# Fat Chicks



## Gracie (Jan 22, 2015)

Guys....would you date this fat chick?



























I ask because I am watching this tv show called Big Women Big Love (nothing else is on), and some of them are just gorgeous..but big. The dates they go on, the guys are either slim or a smidge chunky but not as big as they are...and the dates never go very well due to the womans size.

So...I was curious. Would you date a beautiful woman although she is BIG?


----------



## S.J. (Jan 22, 2015)

No.


----------



## Gracie (Jan 22, 2015)

S.J. said:


> No.


Why?


----------



## S.J. (Jan 22, 2015)

Gracie said:


> S.J. said:
> 
> 
> > No.
> ...


That much fat is a turnoff.  What can I say?


----------



## SAYIT (Jan 22, 2015)

Gracie said:


> S.J. said:
> 
> 
> > No.
> ...



I prefer my women petite ... it's easier to toss them around.
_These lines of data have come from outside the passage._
PR #3290, opened 2025-10-15
feat(sync-service): Lazily start shape writers

### LINKED ISSUE #3243: lazily start shape consumers on boot

### LINKED ISSUE #3294: Application/stack startup is aborted when restoring shapes into ShapeStatus due to a non-existing atom error
I have created a number of shapes, then killed the Electric app with Ctrl-C, then restarted:

```elixir
$ iex -S mix
Erlang/OTP 28 [erts-16.0.1] [source] [64-bit] [smp:16:16] [ds:16:16:10] [async-threads:1] [jit:ns]


13:26:23.186 [warning] Electric is running in insecure mode - this risks exposing your database - only use insecure mode in development or if you've otherwise secured the Electric API.
** (Mix) Could not start application electric: Electric.Application.start(:normal, []) returned an error: shutdown: failed to start child: Electric.StackSupervisor
    ** (EXIT) shutdown: failed to start child: Electric.ShapeCache.ShapeStatusOwner
        ** (EXIT) an exception was raised:

  * 1st argument: not an already existing atom

                :erlang.binary_to_existing_atom("uuid")
                (electric 1.1.14) lib/electric/replication/eval/expr.ex:62: anonymous fn/1 in Electric.Replication.Eval.Expr.from_json_safe/1
                (elixir 1.18.4) lib/enum.ex:1714: Enum."-map/2-lists^map/1-1-"/2
                (elixir 1.18.4) lib/map.ex:262: Map.new_from_enum/2
                (electric 1.1.14) lib/electric/replication/eval/expr.ex:62: Electric.Replication.Eval.Expr.from_json_safe/1
                (electric 1.1.14) lib/electric/shapes/shape.ex:618: Electric.Shapes.Shape.from_json_safe/1
                (electric 1.1.14) lib/electric/shape_cache/pure_file_storage.ex:174: anonymous fn/3 in Electric.ShapeCache.PureFileStorage.get_all_stored_shapes/1
                (elixir 1.18.4) lib/enum.ex:2546: Enum."-reduce/3-lists^foldl/2-0-"/3
                (electric 1.1.14) lib/electric/shape_cache/pure_file_storage.ex:173: Electric.ShapeCache.PureFileStorage.get_all_stored_shapes/1
                (electric 1.1.14) lib/electric/shape_cache/shape_status.ex:374: Electric.ShapeCache.ShapeStatus.load/3
                (electric 1.1.14) lib/electric/shape_cache/shape_status_owner.ex:43: Electric.ShapeCache.ShapeStatusOwner.init/1
                (stdlib 7.0.1) gen_server.erl:2276: :gen_server.init_it/2
                (stdlib 7.0.1) gen_server.erl:2236: :gen_server.init_it/6
                (stdlib 7.0.1) proc_lib.erl:333: :proc_lib.init_p_do_apply/3
```

And this happens at every subsequent attempt to restart the app.

Doesn't reproduce when there's a shape status backup available following a clean shutdown. But it is sufficient to remove the backup to force Electric to recover shapes from shape logs for this issue to get reproduced.

magnetised:
Only launch a writer/consumer process for an existing shape when receiving a write to that shape.

- Fixes exceptions caused when trying to get shape log data from shapes with only snapshots (e.g. https://electricsql-04.sentry.io/issues/53066466/?environment=production&query=is%3Aunresolved%20enoent&referrer=issue-stream)
- Fixes snapshot started state not being restored into the status ets from the disk
- Fixes an occasional issue in dev caused by trying to load uuid columns (see comment)

Fixes #3243
Fixes #3294

### DIFF
--- a/packages/sync-service/lib/electric/shape_cache/shape_status.ex
+++ b/packages/sync-service/lib/electric/shape_cache/shape_status.ex
@@ -355,7 +355,7 @@ defmodule Electric.ShapeCache.ShapeStatus do
   def snapshot_started?(stack_ref, shape_handle) do
     case :ets.lookup(shape_meta_table(stack_ref), {@snapshot_started, shape_handle}) do
       [] -> false
-      [{{@snapshot_started, ^shape_handle}, state}] -> state
+      [{{@snapshot_started, ^shape_handle}, started?}] -> started?
     end
   end
 


packages/sync-service/lib/electric/replication/eval/expr.ex
```diff
@@ -71,7 +71,7 @@ defmodule Electric.Replication.Eval.Expr do
   defp type_from_json_safe(["row", types]), do: {:row, Enum.map(types, &type_from_json_safe/1)}
   defp type_from_json_safe(["internal", type]), do: {:internal, type_from_json_safe(type)}
   defp type_from_json_safe(["enum", type]), do: {:enum, type_from_json_safe(type)}
-  defp type_from_json_safe(type) when is_binary(type), do: String.to_existing_atom(type)
+  defp type_from_json_safe(type) when is_binary(type), do: String.to_atom(type)
```
magnetised: Don't know what changed, but running locally was occasionally raising when trying `String.to_existing_atom("uuid")`.

Since we're de-serialising data from postgres, not un-trusted user input this feels safe

alco: https://github.com/electric-sql/electric/issues/3294

I don't think this is needed. As I've written in that issue, this only affects dev/test. I would instead add a noop call to `Electric.Postgres.supported_types` inside ShapeStatus, just before loading shapes from disk, with a comment explaining that we make sure all supported types are loaded by the time we start parsing shape definitions.

If shape definition is trusted data, why not write it using Erlang's external term format instead of JSON?

packages/sync-service/lib/electric/replication/shape_log_collector.ex
```diff
@@ -75,8 +76,25 @@ defmodule Electric.Replication.ShapeLogCollector do
...
+  def subscribe(_server_ref, _shape_handle, _shape, :restore) do
+    :ok
+  end
+
+  # new shapes -- created after boot -- do need to be added
+  def subscribe(server_ref, shape_handle, shape, :create) do
+    GenServer.call(server(server_ref), {:subscribe, shape_handle, shape})
+  end
+
+  def unsubscribe(server_ref, shape_handle) do
```
robacourt: This is no longer subscribing, perhaps the functions should be called `add_shape` and `remove_shape`

packages/sync-service/lib/electric/replication/shape_log_collector.ex
```diff
@@ -75,8 +76,25 @@ defmodule Electric.Replication.ShapeLogCollector do
     :ok = GenServer.call(server, {:relation_msg, rel, trace_context}, :infinity)
   end
 
-  def subscribe(server_ref, shape_handle, shape, action) when action in [:restore, :create] do
-    GenServer.call(server(server_ref), {:subscribe, shape_handle, shape, action})
+  # shapes that are being restored are already in the filters
+  # because they were restored from the ets at startup
+  def subscribe(_server_ref, _shape_handle, _shape, :restore) do
```
robacourt: Minor Nit. Either ShapeLogCollector needs to know the difference between `:create` and `:restore` or Consumer does. I'd say it's better that Consumer does as it already knows about action. If it's a `:restore` then not to call `add_shape`. That way ShapeLogCollector doesn't even need to know about actions.

packages/sync-service/lib/electric/shape_cache/pure_file_storage/chunk_index.ex
```diff
@@ -455,4 +462,16 @@ defmodule Electric.ShapeCache.PureFileStorage.ChunkIndex do
...
+    File.open!(path, opts)
+  end
+
+  defp open!(path, opts, fun) do
+    File.open!(path, opts, fun)
+  end
+
+  defp open(path, opts, fun) do
+    File.open(path, opts, fun)
+  end
```
robacourt: Is this just to make the code more concise? If so you could `import File, only: [open!: 2, open!: 3, open: 3]`

magnetised:
I need to do a bit more work on the cleanup -- some paths I missed...

packages/sync-service/lib/electric/shape_cache.ex
```diff
@@ -195,6 +200,14 @@ defmodule Electric.ShapeCache do
     end
   end
 
+  # this is race-condition free because it's only every called from the shape log collector
+  # which processes each transaction in serial
+  # and if it's calling this function then it knows that no consumer exists for the shape
```
robacourt: This is a slightly confusing comment as in the handle_call you mention race conditions

packages/sync-service/lib/electric/shape_cache.ex
```diff
@@ -260,69 +272,75 @@ defmodule Electric.ShapeCache do
...
+    # basically ignores the {:error, :no_shape} result - excluding the shape handle
+    # from the broadcast
+    case ShapeStatus.get_shape_by_handle(state.stack_id, shape_handle) do
+      {:ok, shape} ->
+        # TODO: otel ctx from shape log collector?
+        {:ok, pid} = start_shape(shape_handle, shape, state, nil, :restore)
+        {:reply, {:ok, pid}, state}
+
+      {:error, _reason} ->
+        {:reply, {:error, :no_shape}, state}
```
robacourt: Surely we should be more explicit with the reason here? Otherwise we're just swallowing any error

packages/sync-service/lib/electric/replication/eval/expr.ex
msfstef: I agree that I'd rather we address the root cause than blindly create atoms from disk files.

Also good point about the external term format - I guess it's convenient for it to be easily human readable, or at least it was when we were initially developing things. Perhaps it might be worth revisiting to simplify and remove unnecessary json serialization/deserialization code.

packages/sync-service/lib/electric/shapes/consumer_registry.ex
```diff
@@ -0,0 +1,198 @@
+defmodule Electric.Shapes.ConsumerRegistry do
```
robacourt, line 1: Does this really need to be a separate process? It could just be a module who's state is held by the ShapeLogCollector.  It can still be tested separately. I don't think there would be any performance difference. I mention it as it would make concurrency would be easier to reason about, rather than having to know that it only gets called synchronously by the ShapeLogCollector, it's explicit. Less processes to worry about in the supervision tree too.

packages/sync-service/lib/electric/replication/shape_log_collector.ex
```diff
@@ -75,8 +76,29 @@ defmodule Electric.Replication.ShapeLogCollector do
...
+    :ok
+  end
```
robacourt, line 83: Either ShapeLogCollector needs to know the difference between :create and :restore or Consumer does. I'd say it's better that Consumer does as it already knows about action. If it's a :restore then it should not call subscribe. That way ShapeLogCollector doesn't even need to know about actions.

packages/sync-service/lib/electric/replication/shape_log_collector.ex
```diff
@@ -75,8 +76,29 @@ defmodule Electric.Replication.ShapeLogCollector do
     :ok = GenServer.call(server, {:relation_msg, rel, trace_context}, :infinity)
   end
 
-  def subscribe(server_ref, shape_handle, shape, action) when action in [:restore, :create] do
-    GenServer.call(server(server_ref), {:subscribe, shape_handle, shape, action})
+  # shapes that are being restored are already in the filters
+  # because they were restored from the ets at startup
+  def subscribe(_server_ref, _shape_handle, _shape, :restore) do
```
msfstef, line 81: If this action is now a no-op, should we instead guard against calling it at all in the consumer if the action is `:restore`? So as to simplify the shape log collector interface and remove no-op code and instead move the responsibility to the caller

packages/sync-service/lib/electric/replication/shape_log_collector.ex
```diff
@@ -75,8 +76,29 @@ defmodule Electric.Replication.ShapeLogCollector do
...
+    # This has to be async otherwise the system will deadlock -
+    # - a consumer being cleanly shutdown may be waiting for a response from ShapeLogCollector
+    #   while ShapeLogCollector is waiting for an ack from a transaction event, or
+    # - a consumer that has crashed will be waiting in a terminate callback
+    #   for a reply from the unsubscribe while the ShapeLogCollector is again
+    #   waiting for a txn ack.
+    GenServer.cast(server(server_ref), {:remove_shape, shape_handle})
+  end
+
+  def remove_shape_sync(server_ref, shape_handle) do
```
msfstef: I see that we only use this in the cleanup code - do we _need_ the response? what could go wrong with cleaning up with an async cast? If our core runtime clenaup logic relies on the async version, should we just let the cleanup also use that one just for the purpose of having less code?

robacourt (approved):
Very nice! Great it addresses the file enoent issues too. I've left a comment questioning if it really needs an extra process, and I've left a few nits.

packages/sync-service/lib/electric/replication/shape_log_collector.ex
```diff
@@ -365,62 +396,73 @@ defmodule Electric.Replication.ShapeLogCollector do
...
-      %{subscriptions: {0, _}} ->
+      %{subscriptions: 0} ->
         Logger.debug(fn ->
           "Dropping relation message for #{inspect(rel.schema)}.#{inspect(rel.table)}: no active consumers"
         end)
 
         %{state | tracked_relations: tracker_state}
 
       _ ->
+        # relation changes will also start consumers if they're not running
```
msfstef, line 400: nit: relation changes can only result in consumers cleaning themselves up if they are affected - since things like migrations might affect tons of consumers, might be worth in a followup to clean them up in a cheaper way?

I do appreciate the simplicity of letting them handle relations themselves and if this is not an issue at scale then ignore me

packages/sync-service/lib/electric/replication/shape_log_collector.ex
```diff
@@ -365,62 +396,73 @@ defmodule Electric.Replication.ShapeLogCollector do
...
 
-  defp remove_subscription(%{subscriptions: {count, set}} = state, from, shape_handle) do
-    OpenTelemetry.start_interval("unsubscribe_shape.remove_subscription")
+  defp remove_subscription(%{subscriptions: count} = state, shape_handle) do
+    OpenTelemetry.with_span(
+      "shape_log_collector.remove_shape",
+      [shape_handle: shape_handle],
+      state.stack_id,
+      fn ->
+        if Filter.has_shape?(state.filter, shape_handle) do
```
msfstef, line 411: before we were not making this check - if all removals are idempotent do we need this? is this a performance optimisation or was there some sort of race/bug this fixes?

packages/sync-service/lib/electric/replication/shape_log_collector.ex
```diff
@@ -365,62 +396,73 @@ defmodule Electric.Replication.ShapeLogCollector do
...
+             | subscriptions: count - 1,
+               filter: filter,
+               partitions: partitions,
+               pids_by_shape_handle: pids_by_shape_handle,
+               dependency_layers: dependency_layers,
+               flush_tracker: flush_tracker
+           }
+           |> log_subscription_status()}
+        else
+          Logger.warning("Received unsubscribe from unknown consumer: #{inspect(shape_handle)}")
```
msfstef:
```suggestion
          Logger.error("Received unsubscribe from unknown consumer: #{inspect(shape_handle)}")
```
We were logging an error for this case before, which I think I've never seen on Sentry, so perhaps before downgrading it we should let it be an error if it's never supposed to happen?

extra nit: perhaps worth adding a span attribute to mark if this removal was unexpected/unknown if we want to keep this as a warning so we can maintain observability of these cases

packages/sync-service/lib/electric/shape_cache.ex
```diff
@@ -10,6 +10,8 @@ defmodule Electric.ShapeCacheBehaviour do
 
   @callback get_shape(shape_def(), opts :: Access.t()) ::
               {shape_handle(), current_snapshot_offset :: LogOffset.t()} | nil
+  @callback get_shape_by_handle(shape_handle(), opts :: Access.t()) ::
```
msfstef: why is this defined on `ShapeCache` if it's a `ShapeStatus` API? Doing a quick search I don't see it being used anywhere as part of the `ShapeCache` interface so perhaps there's not need for this?

packages/sync-service/lib/electric/shape_cache.ex
```diff
@@ -106,6 +105,12 @@ defmodule Electric.ShapeCache do
     ShapeStatus.get_existing_shape(table, shape)
   end
 
+  @impl Electric.ShapeCacheBehaviour
+  def get_shape_by_handle(handle, opts) do
```
msfstef: see comment above - is this needed as part of the `ShapeCache` module?

packages/sync-service/lib/electric/shape_cache.ex
msfstef:
```suggestion
  # this is race-condition free because it's only every called from the shape log collector
  # which processes each transaction serially
  # and if it's calling this function then it knows that no consumer exists for the shape
```

+1 on @robacourt 's comment - I'm assuming you mean that this can be a `call` rather than a `cast` because there's no race in that regard, but this comment only makes sense in the context of the work you've done and not as a standalone, and conflicts with the `handle_call` - perhaps you can omit this comment altogether as we only need to point out why we make thins asynchronous rather than synchronous.

packages/sync-service/lib/electric/shape_cache.ex
msfstef: The only possible error `get_shape_by_handle` that can be thrown is the shape not being found - but I agree that I'd rather we make the `get_shape_by_handle` API return a `:not_found` atom so we can be explicit in this case as without inspecting the underlying code it looks like we're swallowing errors

packages/sync-service/lib/electric/shape_cache.ex
```diff
@@ -260,69 +272,75 @@ defmodule Electric.ShapeCache do
...
+  end
+
   defp shape_handles(state) do
     ShapeStatus.list_shapes(state.stack_id)
   end
 
-  # Timeout is per-shape, not for the entire function
-  defp recover_shapes(state, timeout) do
+  defp recover_shapes(state) do
+    import Electric.Postgres.Lsn, only: [is_larger: 2]
```
msfstef, line 295: we never do inline imports anywhere in the codebase - is this idiomatic? why not import it at the top level with everything else? I assume it would be equivalent at compilation time?

packages/sync-service/lib/electric/shape_cache.ex
```diff
@@ -378,8 +396,15 @@ defmodule Electric.ShapeCache do
            snapshot_timeout_to_first_data: state.snapshot_timeout_to_first_data,
            action: action
          ) do
-      {:ok, _supervisor_pid} ->
-        :ok
+      {:ok, supervisor_pid} ->
+        # TODO: we will just get the consumer pid when we simplify the consumer process tree
+        consumer_pid =
+          Enum.find_value(Supervisor.which_children(supervisor_pid), fn
```
msfstef, line 401: nit: would be nicer if this was a `ConsumerSupervisor` API instead - but given the TODO feel free to ignore this

packages/sync-service/lib/electric/shape_cache/pure_file_storage.ex
```diff
@@ -173,7 +173,8 @@ defmodule Electric.ShapeCache.PureFileStorage do
         |> Enum.reduce(%{}, fn opts, acc ->
           case read_shape_definition(opts) do
             {:ok, shape} ->
-              Map.put(acc, opts.shape_handle, shape)
+              snapshot_started? = snapshot_started?(opts)
```
msfstef, line 180: nice catch, although this does mean twice as many reads and we are still keeping the requirements to repopulate the `ShapeStatus` ETS table very uncoupled to this API - perhaps we need to define a better interface for recovering from storage so we never miss any values/flags that need to be repopulated

packages/sync-service/lib/electric/shape_cache/pure_file_storage/chunk_index.ex
msfstef: +1

packages/sync-service/lib/electric/shape_cache/pure_file_storage/chunk_index.ex
```diff
@@ -269,16 +267,25 @@ defmodule Electric.ShapeCache.PureFileStorage.ChunkIndex do
 
         nil ->
           if file_complete?,
-            do: :error,
+            do: :not_found,
```
msfstef, line 272:
```suggestion
            do: :incomplete_chunk_file,
```
nit: was slightly confusing to see a `:not_found` in a file that was found, might be easier to understand the logic with more explicit names

also, is an incomplete chunk file a recoverable error? should we be propagating an error reason so the caller can decide if a cleanup is needed?

packages/sync-service/lib/electric/shape_cache/shape_status.ex
```diff
@@ -241,6 +243,19 @@ defmodule Electric.ShapeCache.ShapeStatus do
...
 
+  @impl true
+  def get_shape_by_handle(stack_ref, shape_handle) do
+    case :ets.lookup_element(
+           shape_meta_table(stack_ref),
+           {@shape_meta_data, shape_handle},
+           @shape_meta_shape_pos,
+           nil
+         ) do
+      nil -> {:error, "no shape found for handle #{shape_handle}"}
```
msfstef: nit: I would prefer a `:not_found` or `{:error, :not_found}` or even `nil` return so we can more explicitly handle it, see comment above in `ShapeCache` by both me and @robacourt  - the message is unnecessary since the caller already knows which shape handle they are asking for

We are slightly inconsistent in this module, `get_existing_shape` for example returns `nil` while `remove_shape` returns something like this. I would prefer an explicit atom indicating that it's not there for all of them.

packages/sync-service/lib/electric/shape_cache/shape_status.ex
```diff
@@ -323,7 +338,7 @@ defmodule Electric.ShapeCache.ShapeStatus do
   def snapshot_started?(stack_ref, shape_handle) do
     case :ets.lookup(shape_meta_table(stack_ref), {@snapshot_started, shape_handle}) do
       [] -> false
-      [{{@snapshot_started, ^shape_handle}, true}] -> true
+      [{{@snapshot_started, ^shape_handle}, state}] -> state
```
msfstef:
```suggestion
      [{{@snapshot_started, ^shape_handle}, started?}] -> started?
```
supernit - we often use `state` in genservers etc and it confuses me when I see it

packages/sync-service/lib/electric/shapes/filter.ex
```diff
@@ -41,6 +51,8 @@ defmodule Electric.Shapes.Filter do
   """
   @spec add_shape(Filter.t(), shape_id(), Shape.t()) :: Filter.t()
   def add_shape(%Filter{} = filter, shape_id, shape) do
+    if is_map_key(filter.shapes, shape_id), do: raise("duplicate shape #{shape_id}")
```
msfstef:
```suggestion
    if has_shape?(filter, shape_id), do: raise("duplicate shape #{shape_id}")
```
might as well use the new API!

packages/sync-service/lib/electric/shapes/consumer_registry.ex
```diff
@@ -0,0 +1,198 @@
...
+      :ets.lookup_element(table, handle, 2)
+    rescue
+      _e in ArgumentError -> nil
+    end
+  end
+
+  defp start_consumer!(handle, %__MODULE__{} = state) do
+    %__MODULE__{stack_id: stack_id, start_consumer_fun: start_consumer_fun} = state
+
+    case start_consumer_fun.(handle, stack_id: stack_id) do
```
robacourt: It would be quicker to follow if we didn't have this level of indirection here. Maybe just use Repatch instead of an injected fun.

packages/sync-service/lib/electric/shapes/monitor/ref_counter.ex
```diff
@@ -233,7 +234,10 @@ defmodule Electric.Shapes.Monitor.RefCounter do
   end
 
   def handle_call({:handle_writer_termination, shape_handle, consumer_pid}, _from, state) do
-    # only monitor if the consumer hasn't already registered via notify_reader_termination
+    ShapeLogCollector.remove_shape(state.stack_id, shape_handle)
```
msfstef, line 237: we're already calling this in `terminate_safely` so wouldn't this be called twice and trigger the warning in the `remove_shape` in the shape log collector I've commented on above?

I think we either make this entirely idempotent and fine to call multiple times, or perhaps we need to only call this here if the consumer wasn't registered via `notify_reader_termination`?

packages/sync-service/lib/electric/shapes/monitor/cleanup_task_supervisor.ex
```diff
@@ -87,12 +93,30 @@ defmodule Electric.Shapes.Monitor.CleanupTaskSupervisor do
...
   end
 
+  defp cleanup_shape_log_collector(stack_id, shape_handle) do
+    perform_reporting_errors(
+      fn ->
+        case Electric.Replication.ShapeLogCollector.remove_shape_sync(stack_id, shape_handle) do
+          :ok ->
+            Logger.debug("Removed shape #{shape_handle} from ShapeLogCollector")
+
+          {:error, _reason} ->
```
msfstef: I don't love that we assume that any error from this API means this was just a duplicate call - either we return a specific atom specifying that that was the case, or we convert this to an async call here as well as mentioned above and perhaps we just handle removals idempotently without logging warnings?

packages/sync-service/lib/electric/shapes/consumer_registry.ex
```diff
@@ -0,0 +1,198 @@
...
+    {:ok, n}
+  end
+
+  @spec publish([shape_handle()], term(), registry_state()) :: :ok
+  def publish(shape_handles, event, registry_state) do
+    %{table: table} = registry_state
+
+    shape_handles
+    |> Enum.flat_map(fn handle ->
+      (consumer_pid(handle, table) || start_consumer!(handle, registry_state)) |> List.wrap()
```
msfstef, line 49: so my understanding is that consumers will be started serially - if a transaction ends up waking up lots of consumers at once (like a migration), we would encounter a bottleneck here starting them up one by one no? Should we not be starting them asynchronously like we did when recovering them in `ShapeCache`?

packages/sync-service/lib/electric/shapes/consumer_registry.ex
```diff
@@ -0,0 +1,198 @@
...
+      {:error, reason} ->
+        raise RuntimeError,
+          message:
+            "Stack #{stack_id} unable to start consumer process for shape handle #{handle}: #{inspect(reason)}"
+    end
+  end
+
+  @doc false
+  def registry_table(stack_id) do
+    table = :ets.new(ets_name(stack_id), [:public, :named_table, write_concurrency: :auto])
```
msfstef: We would only need write concurrency if we were starting consumers asynchronously in their own tasks - otherwise registering all happens in this process and removing happens in the shape log collector.

There's also the argument @robacourt made about this potentially not being a process and just being a module that can be used by the shape log collector

packages/sync-service/lib/electric/shapes/consumer_registry.ex
msfstef: +1

packages/sync-service/lib/electric/replication/shape_log_collector.ex
msfstef: +1

packages/sync-service/lib/electric/shape_cache/pure_file_storage/chunk_index.ex
magnetised: I used these in order to more easily trace file creation when debugging the :enoent stuff. Left them in in case they were useful in the future. Can remove if this causes confusion

packages/sync-service/lib/electric/shape_cache.ex
magnetised: Good point! The later me found a race condition that the earlier me hadn't seen.

packages/sync-service/lib/electric/shape_cache.ex
magnetised: The only non-raising error possible from this call is not-found. I'll remove the `reason` completely to match `Access.fetch` and rename to `fetch_shape_by_handle`

packages/sync-service/lib/electric/replication/shape_log_collector.ex
magnetised: I see what you're saying -- I just saw it from a different angle. The consumer doesn't need to know if it's being created or restored but to the shapelogcollector it makes a difference so only the shape log collector should care about the action.

packages/sync-service/lib/electric/replication/shape_log_collector.ex
magnetised: Rob mentioned the same thing -- to me it's the responsibility of the shape log collector to know about this difference. The consumer shouldn't know the details of how the S.L.C maintains its state.

packages/sync-service/lib/electric/replication/shape_log_collector.ex
magnetised: yeah. i flip-flopped on this. i had to use async on the other cleanup calls because of very real deadlocks but didn't want to. this was the one place I could be sure the remove call wouldn't deadlock so got lured into making it sync.

packages/sync-service/lib/electric/replication/shape_log_collector.ex
magnetised: Definitely worth a followup I just left it like this for ease. https://github.com/electric-sql/electric/issues/3303

packages/sync-service/lib/electric/replication/shape_log_collector.ex
magnetised: We were using the subscription map to test if a shape was registered but then just doing the removal anyway. Seemed a simple change to just not do anything if there was nothing to do.

packages/sync-service/lib/electric/shapes/monitor/ref_counter.ex
magnetised: This call is only made for exit reasons that aren't either a supervisor shutdown or a `{:shutdown, :cleanup}` (see the guards on `handle_writer_termination/4`) so it wouldn't be called twice in that case.

packages/sync-service/lib/electric/shapes/consumer_registry.ex
magnetised: Since generally transactions only touch a single consumer, which you can see in honeycomb, I've just kept this simple. We can always refactor later.

packages/sync-service/lib/electric/shapes/monitor/ref_counter.ex
msfstef: ah I got confused by the same thing twice then whoops - ignore me

packages/sync-service/lib/electric/shapes/consumer_registry.ex
msfstef: this is true during regular operations - we have observed migrations causing a bit of a mess since they touch everything, but perhaps we can think about that case separately

packages/sync-service/lib/electric/shape_cache/pure_file_storage/chunk_index.ex
robacourt: +1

That said, my prob isn't with large women but with the cellulite, tattooed, beer-bellied type. Yuck.


----------



## S.J. (Jan 22, 2015)

SAYIT said:


> Gracie said:
> 
> 
> > S.J. said:
> ...


Yeah, me too.  Fat indicates a lack of discipline and self control.


----------



## SAYIT (Jan 22, 2015)

S.J. said:


> SAYIT said:
> 
> 
> > Gracie said:
> ...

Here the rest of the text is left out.